Art Forms of Dimensions Tomorrow is an album by the American jazz musician Sun Ra and his Solar Arkestra. Often considered the first of Ra's 'outside' recordings, the album was the first to make extensive use of a discovery by the Arkestra's drummer and engineer Tommy Hunter:
'Art Forms of Dimensions Tomorrow.... contained "Cluster of Galaxies" and "Solar Drums", two rhythm section exercises with the sound treated with such strange reverberations that they threatened to obliterate the instruments' identity and turn the music into low-budget musique concrète. While testing the tape recorder when the musicians were tuning up one day, Hunter had discovered that if he recorded with the earphones on, he could run a cable from the output jack back into the input on the recorder and produce massive reverberation:
"I wasn't sure what Sun Ra would think of it... I thought he might be mad - but he loved it. It blew his mind!

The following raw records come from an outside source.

PR #1679, opened 2021-07-11
Introducing epoch manager

yontyon:
In this PR we introduce the epoch manager and demonstrate its power via add/remove node command with lagged replicas.
**Epoch** is a life cycle of the system. by changing epoch we indicate that we actually started a new system on top of an old state.
All replicas have to decide on starting a new epoch exactly at the same state to preserve consistency. Thus, starting a new epoch after wedge makes great sense.
Practically, when a replica decides to start a new epoch, it writes a new "genesis" block that contains this new epoch under a pre-known key.

### DIFF
--- a/bftengine/include/bftengine/EpochManager.hpp
+++ b/bftengine/include/bftengine/EpochManager.hpp
@@ -24,8 +24,6 @@ class EpochManager : public bftEngine::ResPagesClient<EpochManager, 1> {
     EpochData() = default;
     EpochData(uint64_t epochNumber) : epochNumber_{epochNumber} {}
 
-    const std::string getVersion() const override { return "1"; }
-
     void serializeDataMembers(std::ostream& outStream) const override { serialize(outStream, epochNumber_); }
     void deserializeDataMembers(std::istream& inStream) override { deserialize(inStream, epochNumber_); }
   };
@@ -42,22 +40,22 @@ class EpochManager : public bftEngine::ResPagesClient<EpochManager, 1> {
     static EpochManager instance_;
     return instance_;
   }
-  uint64_t getEpochNumber(bool fromPages) {
-    if (!fromPages) return epochNumber_;
+  uint64_t getSelfEpochNumber() { return epochNumber_; }
+  uint64_t getGlobalEpochNumber() {
     if (!loadReservedPage(0, sizeOfReservedPage(), page.data())) return 0;
     EpochData edata;
     std::istringstream inStream;
     inStream.str(page);
     concord::serialize::Serializable::deserialize(inStream, edata);
-    epochNumber_ = edata.epochNumber_;
     return edata.epochNumber_;
   }
-  void setEpochNumber(uint64_t newEopch, bool toPages) {
-    epoch_number_gauge_.Get().Set(newEopch);
+  void setSelfEpochNumber(uint64_t newEpoch) {
+    epochNumber_ = newEpoch;
+    epoch_number_gauge_.Get().Set(newEpoch);
     metrics_.UpdateAggregator();
-    epochNumber_ = newEopch;
-    if (!toPages) return;
-    EpochData edata{newEopch};
+  }
+  void setGlobalEpochNumber(uint64_t newEpoch) {
+    EpochData edata{newEpoch};
     std::ostringstream outStream;
     concord::serialize::Serializable::serialize(outStream, edata);
     auto data = outStream.str();
--- a/bftengine/include/bftengine/EpochManager.hpp
+++ b/bftengine/include/bftengine/EpochManager.hpp
@@ -1,0 +1,84 @@
+// Concord
+//
+// Copyright (c) 2020 VMware, Inc. All Rights Reserved.
+//
+// This product is licensed to you under the Apache 2.0 license (the "License").
+// You may not use this product except in compliance with the Apache 2.0
+// License.
+//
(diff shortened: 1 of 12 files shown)


bftengine/src/bcstatetransfer/BCStateTran.cpp
```diff
@@ -346,6 +341,14 @@ void BCStateTran::init(uint64_t maxNumOfRequiredStoredCheckpoints,
 
       ConcordAssertEQ(getFetchingState(), FetchingState::NotFetching);
     }
+    {
```
toly-kournik, line 344: All the initialization was a single transaction.

bftengine/include/bftengine/EpochManager.hpp
```diff
@@ -0,0 +1,84 @@
...
+#include <functional>
+
+namespace bftEngine {
+class EpochManager : public bftEngine::ResPagesClient<EpochManager, 1> {
+  struct EpochData : public concord::serialize::SerializableFactory<EpochData> {
+    uint64_t epochNumber_;
+    EpochData() = default;
+    EpochData(uint64_t epochNumber) : epochNumber_{epochNumber} {}
+
+    const std::string getVersion() const override { return "1"; }
```
toly-kournik, line 27: no need in `getVersion()` anymore

bftengine/include/bftengine/EpochManager.hpp
```diff
@@ -0,0 +1,84 @@
...
+    page.resize(sizeOfReservedPage());
+    metrics_.Register();
+  }
+
+ public:
+  static EpochManager& instance() {
+    static EpochManager instance_;
+    return instance_;
+  }
+  uint64_t getEpochNumber(bool fromPages) {
```
toly-kournik, line 45: what's use case when you don't want to get the most updated version?

bftengine/include/bftengine/EpochManager.hpp
```diff
@@ -0,0 +1,84 @@
...
+    if (!fromPages) return epochNumber_;
+    if (!loadReservedPage(0, sizeOfReservedPage(), page.data())) return 0;
+    EpochData edata;
+    std::istringstream inStream;
+    inStream.str(page);
+    concord::serialize::Serializable::deserialize(inStream, edata);
+    epochNumber_ = edata.epochNumber_;
+    return edata.epochNumber_;
+  }
+  void setEpochNumber(uint64_t newEopch, bool toPages) {
```
toly-kournik, line 55: Same here, why not to always persist epoch num?

bftengine/include/bftengine/EpochManager.hpp
```diff
@@ -0,0 +1,84 @@
...
+    std::ostringstream outStream;
+    concord::serialize::Serializable::serialize(outStream, edata);
+    auto data = outStream.str();
+    saveReservedPage(0, data.size(), data.data());
+  }
+
+  void startNewEpoch() { startNewEpoch_ = true; }
+  void markEpochAsStarted() { startNewEpoch_ = false; }
+  bool isNewEpoch() { return startNewEpoch_; }
+  void setNewEpochFlagHandler(const std::function<void(bool)>& cb) { setNewEpochFlagCallBack_ = cb; }
```
toly-kournik, line 70: consider using callback subscription mechanism as in ST callbacks if suitable

bftengine/include/bftengine/EpochManager.hpp
yontyon: in some cases, the replica wants to get its own epoch number and not the one that was updated in the reserved pages from other replicas.
actually, the only reason to use reserved pages is for read only replicas.

bftengine/include/bftengine/EpochManager.hpp
yontyon: we want to persist the epoch number only when we sure that other replicas do that again. If we catch up from a previous epoch, we want to update only our local epoch and not in the reserved pages

bftengine/include/bftengine/EpochManager.hpp
yontyon: I have only a single callback here, if in the future there will be more, I will change it

bftengine/include/bftengine/EpochManager.hpp
toly-kournik: it complicates the logic, hard to understand

bftengine/include/bftengine/EpochManager.hpp
toly-kournik: why to use a flag?

kvbc/src/Replica.cpp
```diff
@@ -158,6 +159,40 @@ void Replica::createReplicaAndSyncState() {
       std::terminate();
     }
   }
+
+  uint64_t epoch = 0;
```
toly-kournik, line 163: `createReplicaAndSyncState()` becomes a beast, maybe make a separate function?

bftengine/include/bftengine/EpochManager.hpp
toly-kournik: `setNewEpochHandler()` ?

yontyon: we sometimes (after state transfer) want to cancel the decision to start a new epoch

toly-kournik (approved):
LGTM!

By working the volume of the output on the playback I could control the effect, make it fast or slow, drop it out, or whatever." [Tommy Hunter]
'By the 1950s commercial recording companies had developed a classical style of recording which assured that the recording process itself would be invisible... but Sun Ra began to regularly violate this convention on the Saturn releases by recording live at strange sites, by using feedback, distortion, high delay or reverb, unusual microphone placement, abrupt fades or edits, and any number of other effects or noises which called attention to the recording process. On some recordings you could hear a phone ringing, or someone walking near the microphone. It was a rough style of production, an antistyle, a self-reflexive approach which anticipates both free jazz recording conventions and punk production to come.' John F Szwed 
The sleeve was designed by Sun Ra. When re-issued on compact disc by Evidence in 1992, the album was joined with the contemporaneous Cosmic Tones for Mental Therapy.